EXERCISE INPUTS =>
PR #11, opened 2021-03-11
Database task simple implementation

theo-damiani:
Add a simple interface for the database to manage tasks.
And creation of a class Task.


app/src/main/java/com/github/steroidteam/todolist/todo/Task.java
```diff
@@ -0,0 +1,64 @@
...
+
+        this.id = id;
+        this.body = body;
+    }
+
+    /**
+     * Modifies the body of the task.
+     * @param newBody The new body.
+     */
+    public void modifyBody(String newBody) {
```
YagoGG, line 33: Following Java's convention of getters and setters, I feel like `setBody` is a better name here. What do you think?

app/src/main/java/com/github/steroidteam/todolist/todo/Task.java
```diff
@@ -0,0 +1,64 @@
...
+    private final String id;
+
+    /**
+     * Constructs a new Task with a title and a body.
+     *
+     * @param id The id of the task.
+     * @param body The body of the task.
+     * @throws IllegalArgumentException Thrown if one or more arguments are null
+     */
+    public Task(String id, String body) {
```
YagoGG, line 20: I am wondering if it makes sense to keep the ID in each `Task` object, or at the very least if we can maybe provide the ID afterwards.

My concern is that the ID is usually task-agnostic: it mostly depends on the database and the elements it already contains. We probably will not know the ID assigned to this task until we try to store it in the database, and its get assigned an ID.

This is problematic, because that means that we would not be able to do things like this:

```java
// Create "database"...

Task myTask = new Task("Do something"); // No ID supplied.
database.addTask(myTask); // ID assigned here.
```

A possible fix I can think of is to allow `id` to be `null` upon creation, and then let the database assign it. Not sure if it is the optimal pattern though. Thoughts?

app/src/main/java/com/github/steroidteam/todolist/todo/Task.java
```diff
@@ -0,0 +1,64 @@
...
+
+import java.io.Serializable;
+
+/**
+ * A class that represents a task described by a title and a body.
+ */
+public class Task implements Serializable{
+
+    private String body;
+    private final String id;
```
YagoGG, line 11: I would go with an (unsigned?) int for the ID.

app/src/main/java/com/github/steroidteam/todolist/database/DatabaseException.java
```diff
@@ -0,0 +1,9 @@
+package com.github.steroidteam.todolist.database;
+
+public final class DatabaseException extends Exception{
```
YagoGG, line 3: Missing space after `Exception`.

YagoGG (changes requested):
Hey @theo-damiani! Thanks a lot for the PR.

I have left a few in-line comments, please take a look at them and let me know if you have any questions.

The CI is complaining because of the code coverage; apparently it is not recognizing your tests for some reason. Could you look into it?

Also, it would be great if you could add a `VolatileDatabase` that implements your `Database` and just keeps the contents in a variable. That way we can integrate your work with the actual logic.

Cheers! :)

app/src/main/java/com/github/steroidteam/todolist/todo/Task.java
theo-damiani: For sure, I will follow getters and setters convention.

app/src/main/java/com/github/steroidteam/todolist/todo/Task.java
theo-damiani: I go for an Integer, so we can create a task with null id:  not already in the database.

app/src/main/java/com/github/steroidteam/todolist/todo/Task.java
theo-damiani: I see what you mean.
I remove the Id from the constructors and so it is assigned by the database when there is a request to put the task into it.
I created an Id manager (for now very simple just an incrementation) that is responsible to assign a valid id to a task. 
So we can work on the database and the task more independently. We will see how goes the Id management with the authentication system.

app/src/main/java/com/github/steroidteam/todolist/database/DatabaseException.java
theo-damiani: Corrected.

YagoGG (approved):
Looks amazing, thanks for the great job! :tada:

shoutizix:
Seems great !

shoutizix (approved):

PR #13, opened 2021-03-11
Simple Controller Implementation

shoutizix:


app/src/main/java/com/github/steroidteam/todolist/MVC/AppController.java
```diff
@@ -0,0 +1,55 @@
...
+            throw new IllegalArgumentException();
+        }
+        try {
+            taskDatabaseAdapter.updateTask(new Task(bodyNewTask));
+        } catch (DatabaseException e) {
+            e.printStackTrace();
+        }
+    }
+    */
+    // TODO removeTask since it needs to know which id the view has assigned to the task I don't know how to do it for now
```
VPellenc, line 51: From how I see it, the view should have the whole Task object available, i.e. it's String content to display it, but also its id in order to modify/remove. If this is true this means the taskDatabaseAdapter should return the id/the task when we create a task.
Otherwise the AppController would have to keep a mapping between local view task id, and the corresponding id in the database.

Correct me if I missed something

VPellenc (approved):
Supporting the ability to create task in the controller will be helpful very soon.
The tests passes and show the correctness of the feature as far as I can see.

It can be questioned to merge this as the controller is not complete but I'm in favor since it will reduce the dependency needs for the next sprint.

sydneyhauke (approved):
Seems to be a good start for the AppController.

But we will definitely need to think more in depth about :
1) the different "services" this controller will provide. I expect that these "services" will be called by the different android activities of the app.
2) Which data, information, type of objects we will pass around in the provided methods. Indeed, how do we identify todoLists, a single todoList, a task etc... ?
3) Having the controller to be a SingletonObject. I don't think we will need more than one controller in the whole app.

So good start, but then we will have to improve this class further.

YagoGG:
Closing this as discussed today in the team standup, since it is going to be superseded by #76.

PR #16, opened 2021-03-11
Feature/layout

VPellenc:
Adds the ItemViewActivity, featuring its design. It does not have interactivity yet.


theo-damiani (approved):
Great job!
Nothing important needs to be changed for now. 
We will see, for example for the item list when we will include user interaction.

lgraziano (approved):

PR #19, opened 2021-03-11
logic: Implement in-memory task creation prototype

YagoGG:


VPellenc (approved):
Tested on my Android emulator and it works as expected.

theo-damiani (approved):

PR #45, opened 2021-03-17
db: Firebase-based filesystem service

YagoGG:
This PR adds the concept of a `FileStorageService`, as an API to interact with a filesystem (which can be local, or most likely remote).

We'll use this filesystem as the lower layer for our implementation of the database (e.g. whenever a `TodoList` is added, a new file is created).


theo-damiani (approved):
Awesome work!

I'm not really sure to fully understand, but it seems to be definitely great work.

I just have one question: 
Should you add some DatabaseException? for example, if there is an error when recovering a file. When you `completeExceptionally` just precise with an exception `completeExceptionally(new DatabaseException(""))`

YagoGG:
Hey @theo-damiani! Thank you very much for the review.

Yeah, even though I tried to make it as clean as possible, I know that it's hard to understand. Feel free to ping me if you feel like anything could be clearer or better documented (either now or in the future).

>  Should you add some DatabaseException? for example, if there is an error when recovering a file. When you `completeExceptionally` just precise with an exception `completeExceptionally(new DatabaseException(""))`

Keep in mind that the `FirebaseFileStorageService` does not implement our `Database`; it's a lower layer in the process. Thus it's completely agnostic of whether we're using it with a `Database` or something else.

The `DatabaseExceptions` will be raised by the 2nd PR I'm preparing, that takes care of adapting this `FirebaseFileStorageService` to a `FirebaseDatabase`.

Hope that makes it a bit clearer!

lgraziano (approved):
Nice ! I read all of it and it all seems fine. Plus, great work on the testing part !

PR #46, opened 2021-03-18
Feature/todo list controller

VPellenc:
I created this draft to get feedback on the comments I put in the code, and for the general structure of the controller.

Once everything is clear i'll clean up comments, add the tests, and make a proper PR.


app/src/main/java/com/github/steroidteam/todolist/MVC/AppController.java
```diff
@@ -0,0 +1,107 @@
...
+        try {
+            database.removeTask(todoListID, taskIndex);
+        } catch (DatabaseException e) {
+            e.printStackTrace();
+        }
+    }
+
+    /**
+     * Gets the task from the database
+     * DRAFT: I don't believe this method should exist really, I don't see how it would be used.
```
theo-damiani, line 91: I agree with you. I designed this method the previous week but I didn't really know what we will need. 
So yes, with the current development, I think we will not use it.

theo-damiani (approved):
Great works!

There is a lot of "controller things" in the current Item View.
I think we need to split and organize those. 

For example:
 - the todoAdapter (in ItemView) will be the view logic and just call the controller when he needs it. For now, it is autonomous and acts as a controller.
 - we also have methods like addTask which takes the input string and creates itself the new task. We need to maybe just perform a check on this string and call the right method of the controller.

So it is a great first implementation of the controller,
but one 'consequent' task for the next week will be to integrate the controller with the item view. And by doing it, we will better understand what we need in the controller I think.

VPellenc:
I removed the getTask, and added tests.

The coverage for this patch isn't at 100%, it should be at 82%. The reason being that e.printStackTrace() can't really be properly tested. I could add a test to run that code if needed but not sure if it's a good idea.
I'm open to other suggestions as well.

theo-damiani:
Hey, if you agree @VPellenc, I think we can close this PR.

VPellenc:
Yup

PR #47, opened 2021-03-18
view: create list selection layout

lgraziano:
This PR adds the list selection activity view. The buttons don't work yet but clicking on the list names opens the example list.


theo-damiani (approved):
Nice work!
I think it's enough for the Friday demo.

But I think it will be better to change the LinearLayout (which contains the todo lists) with a ListView as in the activity_item_view. 

So it will be easier to add to-do lists and integrate them into the code. 
We can also think to manage them with an adapter: it is much easier to recover which todo-list has been clicked and so launch the item view with the correct todo:
- The todo-list will be passed to the item view by putting it in an extra of the intent?
- You just passed the UUID of the todo list and recover it in the item_view from a cached database?


We need some tests for this PR, it's under the 80% threshold.

theo-damiani (approved):

shoutizix (approved):
Great job, I even tried it on my phone and it runs really well that's nice ! 
We'll need later to create a todoList with the "+" button at the bottom right of the screen and manage the lists but for now I think that's fine. Maybe we'll have to change the appearance a bit so that it shows great on every phone, maybe by adding lines between each list like if it was an excel's cell. That's just an idea.

PR #49, opened 2021-03-18
db: Create Database powered by Firebase Storage

YagoGG:
This acts as part II of the work started in #45, by adding an extra layer on top of the `FirebaseFileStorageService` that adapts its API to the `Database`.

It is important to note that the current calls are blocking (i.e. the main thread waits until the operation is fulfilled), which is clearly suboptimal but should be fine for now.

### DIFF
--- a/app/build.gradle
+++ b/app/build.gradle
@@ -44,6 +44,7 @@ dependencies {
     implementation 'com.google.firebase:firebase-storage'
     implementation 'com.google.code.gson:gson:2.8.6'
     testImplementation 'junit:junit:4.13.2'
+    testImplementation 'org.mockito:mockito-core:3.8.0'
     androidTestImplementation 'androidx.test.ext:junit:1.1.2'
     androidTestImplementation 'androidx.test.espresso:espresso-core:3.3.0'
     androidTestImplementation 'androidx.test:runner:1.3.0'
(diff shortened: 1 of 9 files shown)


shoutizix (approved):
Hey,

I think that's really great ! Indeed I will have to use it for #69 and it seems a solid basis on which I can work. I'm sorry but I just have a question about the TODO_LIST_PATH : Will this path be used by each users or it's the path of a big database ? 
For example if I connect with my account would it be stored on my account like : Noah/todo-lists/*
or on a big central database with all other users todo lists like : database/todo-lists/*

YagoGG:
Hey @shoutizix! Thanks a lot for reviewing and for the kind words. :)

The filesystem is indeed shared for all users, that's just how Firebase works. This is how it would look like for now:

```
├── /todo-lists/
│   ├── eeeeeeee-ffff-ffff-ffff-000000000000/
│        ├ eeeeeeee-ffff-ffff-ffff-000000000000.json
│        └ eeeeeeee-ffff-ffff-ffff-000000000001.json
│   ├── aaaaaaaa-bbbb-cccc-dddd-012345678901/
│        ├ ...
```
Where `eeeeeeee-ffff-ffff-ffff-000000000000` and `aaaaaaaa-bbbb-cccc-dddd-012345678901` would be user IDs, and `eeeeeeee-ffff-ffff-ffff-000000000000.json` the files containing the actual todo lists. Of course, the IDs are be random UUIDs.

Hope that helps, let me know if you have any other questions.
Cheers!
However, the access is already configured such that only each user is capable of accessing their own spaces.

sydneyhauke (approved):
Great work.

If I remember right, you explained that all operations from this new class are all synchronous. This will do for now and we could work on asynchronous later in a new sprint.

Issue #17, opened 2021-03-11
Make authentication persistent


YagoGG:
After using the Firebase login and establishing a proper session, creating the app will delete it (making it necessary to log back in).

PR #50, opened 2021-03-18
Propose login and logout to the user along with persistent authentication

sydneyhauke:
Addresses issues #30, #31, #28 and #17.

When the user is not logged in, the app shows the authentication activity. If the user presses the login button, the pre-built firebase UI pops up in order for the user to authenticate. Once the user is indeed authenticated, the list item activity is shown.  If the authentication somehow fails, an error message will show up and indicate to the user that authentication has failed. Inside the latter activity, a log out button is shown to the user in for her/him to log out. Pressing the button effectively logs out the user and shows the authentication activity again. Finally, if the user is logged in, stops/exists/restarts the app, its authentication is effectively persistent.

A few things to point out : 

- The logout button has been added to the list item activity without much thinking. I don't think it will stay there for a long time. to be refactored / placed someshere else later.
- The authentication activity is somewhat stark and very simple.
- The authentication persists but not infinitely over time. We should handle the case when an authentication token expires.


YagoGG (approved):
Hey @sydneyhauke! Super cool work, thanks a lot.

The code is pretty clean and I was able to test the feature locally. I only made a small nitpick/curious comment, but I'd be more than happy to merge.

theo-damiani (approved):
Looks great!

Tested and works fine, great jobs!

Issue #71, opened 2021-03-19
Create the custom adapter for the item view.


VPellenc:
Create an adapter like the one we use for the `Tasks` in the ÌtemViewActivity`.

Issue #69, opened 2021-03-19
Make TodoRepository asynchronous


YagoGG:
The current `FirebaseDatabase` implementation is blocking, which means that all database interactions stop the app's interface until the DB operation has finished.

We should add an intermediate layer that allows doing calling the operations synchronously, but that the actual work is done in the background (so the user can keep using the app while the DB is synchronized).

Issue #72, opened 2021-03-19
Convert the itemView to the MVVM schema


YagoGG:

YagoGG:
Closed in #76.

Issue #44, opened 2021-03-17
Keep a single source of truth for nested data


YagoGG:
Right now, objects in the device's memory are mutable and the modifications made to them (like adding a `Task` to a `TodoList`) will only be reflected in the database if we make the operation through the database (e.g. `Database.putTask`).

This is not good because it leads to having two sources of truth for the app's data (the one in memory, and the one in the database).

The original discussion about this started in #41, where you can find more information about this. More specifically, here's a more detailed explanation of the issue ([source](https://github.com/steroid-team/app/pull/41#issuecomment-801192257)):

> To give you an example of how can this go wrong:
>
> ```java
> Database database = new VolatileDatabase();
> TodoList todoList = new TodoList("My list");
> Task task = new Task("Do something");
> 
> database.putTodoList(todoList);
> todoList.addTask(task);
> 
> assertEquals(task, todoList.getTask(0));
> assertEquals(task, database.getTask(todoList.getId(), 0));  // This breaks
> ```
> 
> That is why I mentioned in [this comment](https://github.com/steroid-team/app/pull/36#issuecomment-799500539) that using an observer for each `TodoList` might be a good idea: that way, every time the in-memory object is mutated, we let the database know so they stay in sync. And, most importantly: that way we only have one way of doing an operation (instead of the two ones I show above).
> 
> So I totally agree with this having some important issues regarding mutability, but I think that we should figure out first what the view is going to consume, and then adapt the `Database`/`TodoList` APIs accordingly, because otherwise we are at risk of using a design that is not compatible with the Android view.
> 
> I would vote for merging this (functional yet quirky) initial version, create an issue to track what we are discussing, and give it a high priority in the next sprint so we can iterate over it. What do you think?

PR #76, opened 2021-03-19
model: MVVM pattern & LiveData

theo-damiani:
Hey everyone!

This is not really a pull request.
I just wanted to push it and create the pull request to explain some details.

I tried to define the MVVM model for the ItemViewActivity:
- for the model: nothing changes. It is the database, which I don't use for now in this branch (I will add it).
- for the view: it is still the ItemView but few things changed: the adapter just 'adapt' the to-do list, so it can be displayed by the ListView Layout. And all the modifications that a user can perform are taken by the view but performs by the view model.
- the view model is defined by the `ItemViewActivityViewModel` (maybe a too long name): it uses mutable live data. When the itemView activity is launched the model view will load the to-do list from the database (for now it is just a new to-do list). And performs any updates that the view sends to the model.

I am not really sure about all this stuff but from what the TA said this morning and my research after our meeting, it seems to be a good start with this new 'architecture'. And so Noah and Leandro get a first draft for their related task #71 and #69.

If you have any suggestions or anything, don't hesitate. 
I never used this stuff, so it is new to me. 

Cheers!


theo-damiani:
Make changes in the view:
- use a recycler view instead of a list view.
- create the todo adapter in a separate class.
- integrate the volatile database in the model but this leads to lots of problems as the database is not persistent.

The add task button no longer works. I will investigate this error.
But I think the pattern is well defined and you can get an idea to implement in the same way for the list selection view.

Also need to add tests.

theo-damiani:
Hey!

So I think the model is now good.
From the previous push, I fixed the Live Data updating. 
So it solved issue #44: I just need to take a look at the task class (adding a done field).
Also, the item view is fully adapted to the MVVM pattern #72.
Just to explain some details:
- Our current database API doesn't offer the possibility to return LiveData. In many MVVM explanations that I found, they always use a DAO (Data Access Object) and update the database (ROOM) with SQLite queries. So here, I just used the TodoRepository to update the database and take care of exposing only a LiveData instance even if it contains a MutableLiveData.
- This live data is observed in the Item View Activity. The observer takes care to update the TodoAdapter.
- The TodoAdapter just adapts a to-do list so it can be displayed in a recycler view (same as a List view apparently offer more functionality).
- This TodoAdapter notifies also when the data changed so the view is in a way 'rebuild'. The functionality works even if the adapter doesn't notify the view but the view will be less often updated.

I think we can maybe use this pattern for the list selection view, this concerns issues #71, #32.

Other things to note:
- the TodoRepository (maybe not the best name): should take care of getting the instance of the database in the case we have a persistent one. Here we just recreate each time a database.
- I added a public attribute `UUID id` in the Todo Repository to recover which todo list we are displaying in the item view as for now the list selection view doesn't give any info on which todo is selected.

I need to clean the code, remove the print (used to debug), modular some parts (CodeClimate complain of some too long function), and of course implement tests.

Cheers!

shoutizix (approved):
It's great and I definitely need it to start working on #69 ! I don't see any problem to my point of view but LiveData are also to new to me.

Cheers

YagoGG (changes requested):
Hey @theo-damiani!

Thanks a lot for the PR, it is really clever and the whole implementation is really cool.

It has taken me some time to fully understand the whole MVVM model, but now I feel comfortable with how we use it for the app.

I have left a few minor comments, but otherwise it looks great. Well done! :)

VPellenc (approved):
I read and reviewed the architectural changes, I didn't find any problem.
Other than what Yago already mentionned the patch looks good to me.

I didn't test the patch on my emulator that said, as I was away from it.

lgraziano (approved):
Great job ! I read the code and tested it, everything is just fine.

YagoGG (approved):
Looking great, thanks for the fixes and the amazing work overall @theo-damiani!

sydneyhauke (approved):
Nice work !

PR #1292, opened 2017-03-03
Added Relaynet hardware

hvbommel:
Relay-Net V5.7 relay and input module support. This low cost module can be bought for example at Ali express, Ebay and other sources. Build using VisualStudio2015 & Eclipse-Mars. Tested on Windows, Ubuntu and Raspberry Pi.


hardware/RelayNet.cpp
```diff
@@ -0,0 +1,748 @@
...
+	memset(&Packet, 0, sizeof(RBUF));
+
+	if (m_HwdID > 0xFF)
+	{
+		id3 = (m_HwdID >> 8) && 0xFF;
+	}
+
+	if (m_HwdID > 0xFFFF)
+	{
+		id3 = (m_HwdID >> 16) && 0xFF;
```
oohlaf, line 325: I've been reviewing compiler warnings, and by judging from the code you should use a bitwise operation not a logical and. Change && to & (same for id3 above).
Also, shouldn't this be id2 (hence the >> 16)?
Why not the same logic for id1 also?

hvbommel:
I will fix it asap.

PR #1293, opened 2017-03-03
EcoDevices: switch from JSON API to XML. Provides additional data and functionalities

DebugBill:
JSON API in EcoDevices lacks some variables available in the raw Teleinfo Protocol

This version uses XML API instead of JSON in order to provide additional functionality
- Current (Amps) is now reported, for all 3 phases when available
- Alerts are raised when over-consumption arises
- Current rate is displayed for multiple rate contracts (Tempo, Heures Creuses and EJP)
- Next day rate is displayed, user can set up alerts (Tempo contract)
- Water and Gas flow in l/mn are reported

Code has only been tested with basic electricity subscription and may contain bugs when connected to other, more elaborate contracts. I try to contact usersto get some feedback.


gizmocuz:
Maybe best to wait then ?
Bdw, if you miss functionality in the JSON output, could you not request to add this ?
Because i like the json more, and you now also introduce boost xml parsers (we have tinyxml in domoticz, maybe best to use this?)

DebugBill:
If you prefer tinyXML to Boost no problem, I guess I can rewrite this part.

I've tried to contact users on the French and English forums since my first contribution. Up to now I've had no answer or comment, so I'm affraid waiting to get more feedback may take a while. Also, including the patches in the beta version is probably a good way to get feedback. I doubt people will pull from my repository to test my branch. 
This is also why I wish to mutualise similar code between Teleinfo.cpp and EcoDevices.cpp. It would increase the Teleinfo user and testers base. Work on this is currently underway and visible on my repository.

I prefer JSON to XML too, but clearly the manufacturer decided to output only a subset of the available information that way and the full raw output through XML I could probably ask them to change their code, and potentialy break current users but I have no clue whether they would do it and when. Also it would mean users need to upgrade their firmwares... I chose the fast and easy path :-)

gizmocuz:
Okey ;)
If possible, i would prefer 'tinyxpath' thats included in domoticz, if it's not possible, no problem too, as long as we do not need a new boost library

DebugBill:
Done! 
I must say I had a hard time making tinyxpath work :-). It seems to be only used once in LuaHandler and I was lacking examples.

DebugBill:
Build failed for some strange reason on MacOS. It seems the Python header file is missing?

hardware/EcoDevices.cpp
```diff
@@ -122,365 +119,354 @@ bool CEcoDevices::WriteToHardware(const char *pdata, const unsigned char length)
...
 
-		// Peak/Off-Peak subscription scheme
-		else if ((m_teleinfo2.PTEC == "HC..") || (m_teleinfo2.PTEC == "HP.."))
+	// XML format changes dramatically between firmware versions. This code was developped for version 1.05.12
+        using namespace TinyXPath;
+	m_status.version = S_xpath_string(XMLdoc.RootElement(),"/response/version/text()").c_str();
+
+	#ifdef DEBUG_EcoDevices
+	std::string EncodedXML = sResult;
+        using boost::algorithm::replace_all;
```
gizmocuz: Can you use our standard stdreplace function for this ?
Also maybe, as you seem to replace the same characters as in 'CNotificationBase::MakeHtml'
Could you put this function in the Helper.cpp/h file, and use this one ? (Also remove the CNotificationBase::MakeHtml function then of course ;)

hardware/EcoDevices.cpp
```diff
@@ -122,365 +119,354 @@ bool CEcoDevices::WriteToHardware(const char *pdata, const unsigned char length)
...
+        replace_all(EncodedXML, "&",  "&amp;");
+        replace_all(EncodedXML, "\"", "&quot;");
+        replace_all(EncodedXML, "\'", "&apos;");
+        replace_all(EncodedXML, "<",  "&lt;");
+        replace_all(EncodedXML, ">",  "&gt;");
+        _log.Log(LOG_NORM, "DEBUG: XML output for /status.xml\n%s", EncodedXML.c_str());
+	#endif
+
+	major = boost::lexical_cast<int>(m_status.version.substr(0,m_status.version.find(".")).c_str());
```
gizmocuz: Are you 100% sure we always find a '.' ?
If yes, could you remove the boost:lexical_cast dependency (also the included header), and use
atoi(stdstring.c_str()) for int

hardware/EcoDevices.cpp
```diff
@@ -122,365 +119,354 @@ bool CEcoDevices::WriteToHardware(const char *pdata, const unsigned char length)
...
+			m_status.pflow2 = m_status.flow2;
+			m_status.time2 = atime;
+			SendMeterSensor(m_HwdID, 3, 255, m_status.index2/1000.0f, m_status.hostname + " Counter 2");
+			SendWaterflowSensor(m_HwdID, 4, 255, (float)m_status.flow2, m_status.hostname + " Flow counter 2");
 		}
+	}
+	else
+	{
+		message = "EcoDevices firmware needs to be at least version ";
+		message = message + boost::to_string(min_major) + "." + boost::to_string(min_minor) + "." + boost::to_string(min_release);
```
gizmocuz: Could you remove the boost::to_string dependency
you can do this with a standard std::stringstream, see code elsewhere in domoticz
note, you have to clear the stringstream before using it again in the same string

gizmocuz (commented):
Sorry, some more small requests
Thanks

hardware/EcoDevices.cpp
DebugBill: Done

hardware/EcoDevices.cpp
DebugBill: Made sure we always get "."

Done

gizmocuz:
Thanks!
Could you undo all formatting changes?

DebugBill:
Oups, Sorry. 
I automatically apply C beautifier when closing files in order to check for missing braces and other simple stuff. 
Do you use some formating tool that I should apply instead?

hardware/EcoDevices.cpp
DebugBill: Done

gizmocuz:
Thanks!

PR #1296, opened 2017-03-03
FIX : false positive GPIO thread seems to have ended unexpectedly

PicoI2:
The heart-beat time was set only after 12 seconds without any interrupt. But if the GPIO see 1 interrupt every 12 seconds or less, for a minute (the heart beat timeout), you see in log "thread seems to have ended unexpectedly".
The heart-beat time is now set every 12 seconds, even if there is interrupts.


gizmocuz:
Thanks!

PR #1297, opened 2017-03-04
XiaomiGateway: Better socket code and switch update

corbinmunce:
Using a more reliable method to detect the local IP address, and then use that IP address to listen for gateway messages.

Also only updating switch status in Domoticz when state has changed, or the update message is not a heartbeat.


gizmocuz:
Thanks!

PR #1298, opened 2017-03-04
BTicino / Legrand OpenWebnet Alarm , CEN , Time

gibbo520:
Added Who 5 Alarm device recognized (if exist), and listed on device.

ACTIVITY =>
Work out how many lines in the records hold the word "core", and answer with that number alone.

TASK RESPONSE =>
2